Also, has anyone ever heard of a show requiring the horse to run to the right barrel first? A friend of mine who is in the same horse club mentioned that she thought most of our shows require that, but I can't get a hold of the woman running the shows until the end of the week. Thing is, when I first started practicing with Magic, I found out right away that she prefers the left barrel... she just seems to run better that way. For now, I'm not real concerned with winning first prize or anything, and I mostly show because it gives me an idea of how well she's doing versus other horses, so is it alright to just let her run to the left for now, or should I start getting her used to the right barrel right away?

Thanks for all the help, everyone~


----------



## Spastic_Dove (Oct 4, 2007)

I have never been to a barrel race that designated which barrel you need to run first. Do what works well for your horse. 
I have a normal pair of roping reins. For barrels, I put a knot in either side to make them a shorter gaming length. I like rather short reins for barrels on the horse I am on now. 
Make sure to secure your seat before you worry about running and good luck


----------



## ponyz (Jul 1, 2008)

RubaiyateBandit said:


> Ponyz: That actually helped alot... it makes sense. I guess I never thought of approaching the barrel differently..

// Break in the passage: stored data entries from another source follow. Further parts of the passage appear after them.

PR #2853, opened 2025-12-04
Fix the openwebwork.org link in hardcopy.

drgrice1:
The `webwork2.sty` file currently creates this link using the `\url` command.  That command attempts to detect the link type.  In this case that results in a file link.  Depending on the PDF viewer used, that results in different behavior.  In Firefox's PDF viewer it behaves as if it is not a link at all, but just text.  Clicking on it does nothing. In Google Chrome's PDF viewer or Evince it is a link, but clicking on it results in a message being displayed that the file does not exist.

So this switches to using the `\href` command instead. That requires that both the link URL and link text explicitly be given, but reliably results in a working link.


drgrice1:
I added `\nolinkurl` to the link text.  That does basically the same thing that `\texttt` does in this case.  Using `\nolinkurl` is how the hyperref package documents to do this.

Alex-Jordan (approved):

somiaj (approved):

Issue #3, opened 2020-05-27
Define CVMFS location(s) for common sbn software products


wesketchum:
@cjbackhouse brought this up in a slack channel: we don't have an obvious place to put common SBN software productions, like a SBN CVMFS area? For the moment, can request to publish all areas, but we should define the proper area(s) for this as part of the repository restructuring.

wesketchum:
ServiceDesk ticket issues for a common CVMFS area.

wesketchum:
This is Service Desk Ticket RITM0975699. Still in progress: OSG folks have been unusually slow to respond. But, all the prereqs on our side are complete.

cjbackhouse:
Looks from the ticket like this has happened. And I can ls `/cvmfs/sbn.opensciencegrid.org`
Who will be the day-to-day manager of this area? (who/how should I be asking for products to be installed there?)

wesketchum:
Yes!

Instructions for access from ticket here:

>So, Wes, you can start publishing in oasiscfs.fnal.gov.
>The local user that you have to log in as is cvmfssbn and currently you are the only person who can become cvmfssbn.
>You can add (or delete) more publishers from your experiment(s) in /home/cmvfssbn/.k5login.

@cjbackhouse I need your kerberos username, and I'll add you to the k5login. I've added Andrew, Gianluca, Tracy, Gennadiy, Joseph, Gray, and myself so far. Can add others as needed.

cjbackhouse:
Apologies, apparently github didn't notify me about this.
My kerberos principal is "bckhouse" (no "a").

wesketchum:
No worries. You've been added to the k5login: please test and see if you can login with the above instructions.

wesketchum:
This has been done, to my knowledge. Closing.

PR #4, opened 2020-05-29
Make the products directory at /cvmfs/sbnd.opensciencegrid.org/products/externals/ available

cjbackhouse:


wesketchum:
This may be mitigated/should be updated based on the outcome of #3 , so should keep track of that.

mastbaum:
@wesketchum is that a topic of discussion for tomorrow's meeting? Should decide with @cjbackhouse to merge now or wait based on the timeline for an sbn area.

cjbackhouse:
Overtaken by events. We now have /cvmfs/sbn.opensciencegrid.org/

PR #5, opened 2020-05-29
Setup more modern versions of gdb and valgrind

cjbackhouse:


cjbackhouse:
Filed https://github.com/SBNSoftware/sbncode/issues/53 instead

PR #36, opened 2020-10-26
Added baseline variable from Event.hh to CAFs

FernandaPsihas:


wesketchum:
@FernandaPsihas , does this need to be part of an upcoming 2020A release, or is it more future-looking?

cjbackhouse:
This is very important for oscillation analysis to get the SBND oscillations correct.

FernandaPsihas:
Yes, this needs to be in whatever 2020A release we use to produce CAFs.

mastbaum:
@FernandaPsihas just to confirm, looks like this field already existed in `sbncode/StandardRecord/SRTrueInteraction.h` but wasn't filled until now?

In any case, looks good to me and matches what I had in sbnanalysis, as suggested by Zarko: https://github.com/SBNSoftware/sbncode/blob/853a2281d0192dabe893e4f584b170942bcb5dc1/sbnanalysis/core/ProcessorBase.cxx#L454

@wesketchum as reviewer on this should I go ahead merge to develop via GH?

FernandaPsihas:
Yep, @mastbaum 
The variable existed already and now it is just being filled for the osc analysis.

wesketchum:
I'll handle the merge (well, just did): since it's a trivial one, no problems doing it now. Will be part of the next release.

PR #51, opened 2020-11-05
Feature/ext osclib

cjbackhouse:
Pick up OscLib as an external product rather than duplicating it in sbncode.
    
The product has abbreviated of the names, which entails a lot of mechanical changes.


sbncode/CAFAna/Core/CMakeLists.txt
```diff
@@ -3,8 +3,13 @@ include_directories( $ENV{IFDHC_FQ_DIR}/inc )
 # Allow "StandardRecord/" to find the right directory
 include_directories(..)
 
+include_directories($ENV{OSCLIB_INC})
+
 art_make(LIBRARY_NAME CAFAnaCore
          LIB_LIBRARIES StandardRecordProxy
+                       # TODO how am I supposed to link to an external library?
```
cjbackhouse, line 10: @wesketchum just ${OSCLIB} didn't work here like I expected. I think there a couple other instances of this pattern too.

cjbackhouse:
I'd like to merge this before the sbnana split too. Otherwise I will have to recreate it over in sbnana. The osclib dependency that it adds will only be incurred by sbnana, which is one of the main points of doing the split.

wesketchum:
I think that's not a problem at all: we'll do this merge before doing the plot.

cjbackhouse:
Superseded by #78 and merged there

PR #59, opened 2020-11-17
Simple Flash Matching migration and update

ikatza:
I'm migrating the Flash Matching code, the simple weighted light and charge centres one, from `sbndcode` to here so that it can be more easily shared.

I've made a number of updates to accommodate for changes in ICARUS and to better log issues and the reasons why a particle might not be scored and have an associated T0.

This PR should be merged along with updates to `sbndcode` and `icaruscode`, and respective metrics files on `sbnd_data` and `icarus_data`.


gputnam:
Thanks so much Iker!

To the reviewers -- Bruce, Michelle (others?). Can we merge this in tomorrow morning? Having this code in sbncode ASAP is very necessary to do the required work preparing for the PAC.

mstancar:
Yes please merge

On Nov 18, 2020, at 6:58 PM, gputnam <notifications@github.com<mailto:notifications@github.com>> wrote:



Thanks so much Iker!

To the reviewers -- Bruce, Michelle (others?). Can we merge this in tomorrow morning? Having this code in sbncode ASAP is very necessary to do the required work preparing for the PAC.

brucehoward-physics:
I sent Iker a DM on Slack this evening with a question about the flash locations. In a cosmic+nu sample the flashes all seem to be in cryo0 for ICARUS. Since that's where we typically do the neutrino generation that might be by design, but I think the cosmics are distributed in both cryos(?). Am not sure if there are implications to this.

In any case, running the fm_scores fcl file, the scores extended to larger values with a nu+cosmic file than a nue file, as I might expect.

gputnam:
@Bruce -- this module only looks at in-time-light, which probably explains why you only see flashes in the cryostat with the neutrino.

ikatza:
Actually it only runs on Cryostat 0. This is due to my ignorance of how to run ICARUS files and wether the module would fail if the input file doesn't have anything on the other Cryostat.

wesketchum:
Sorry, I'm not sure I understand the status here.

Is this validated to work with ICARUS or not? Is it important to merge regardless of that, to make things available for SBND?

brucehoward-physics:
We've tested that it runs but it was only giving flashes in cryo0 hence my curiosity and follow-up with Iker last night/this morning.

In talking with Iker I think we can test today if it will produce flashes in both cryos if we change a few lines. And then if it still works in this case when there is only light in cryo0.

brucehoward-physics:
Tested with the cryo1 stuff uncommented and ran on a nu+cosmic (so stuff in both cryos) and a nue file (which should be cryo0 only). In both cases, the fm_scores_icarus fcl ran and produced the output trees for both instances, fmatchCryo0 and fmatchCryo1

There were more entries in cryo0 than cryo1 in the nu+cosmic case. Possibly for the reason Gray notes above. In the nu-only case, there was one flash matched in the other cryo.

wesketchum:
OK, great, so this is good to go then? I can create a path release that can move alongside the ICARUS patch release too. (@SFBayLaser )

ikatza:
**Status:** 

- I have tested in SBND for neutrino only and neutrino + cosmics events, works ok. 
- It has been tested in ICARUS for neutrino only and neutrino + cosmics events, both by me and @brucehoward-physics.
- Runs ok for both ICARUS cryostats, irregardless if the input file only has products from one. I've updated the fcls.
- I have produced up to date metrics files for both experiments. The specific `sbndcode` and `icaruscode` PRs highlight this. 
- I'm currently discussing about where to put the respective fcl files for each repository.

I defer to the software managers on this last point. But want to note that we _could_ delay the decision as it doesn't prevent proper functioning.

Other than that, the verbosity and logging could be improved/changed. But it can definitively wait to a future PR.

brucehoward-physics:
Wanted to check in to see if this can be/is going to be merged? Thanks for any updates.

mendezdpatricia:
It seems like all the tests look fine(?). In addition, yesterday we also tested that it worked for producing ICARUS CAFs with the flash matching info. 
When can we merge this 😬@SFBayLaser @wesketchum ?

wesketchum:
Working on merging this now. Sorry for the delay!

You are so very welcome!! That is the problem me and jasper had for a long time!!!! If you need anything else, I am here to [try] to help


----------



## wild_spot (Jan 30, 2008)

I use cotton reins for everything. Swear by them! Soft on your hands, don't get slippery, ever, no oiling, and they are washable :]


----------



## horseluvrbaybay (Jul 1, 2009)

look at the barrel untill you get there, look down at it when u get to it, and look straight at the next one once you get a little more than half way around it


----------



## MacabreMikolaj (May 9, 2009)

I don't have any critique at this point, but I want to give an ENORMOUS round of applause for being so good to your horse and taking it slow! I get so tired of seeing people kicking and yanking every second step. Your horse looks happy, and he seems to be catching on well. Everyone else pretty much covered advice, but I just had to comment how impressed I am with your training routine


----------



## RubaiyateBandit (Jan 25, 2009)

So I've been practicing for a little bit, and I think we're getting better... I'm still working on taking wider turns, and once in awhile I forget to keep my heels down, but here's another video mix thing we shot awhile ago...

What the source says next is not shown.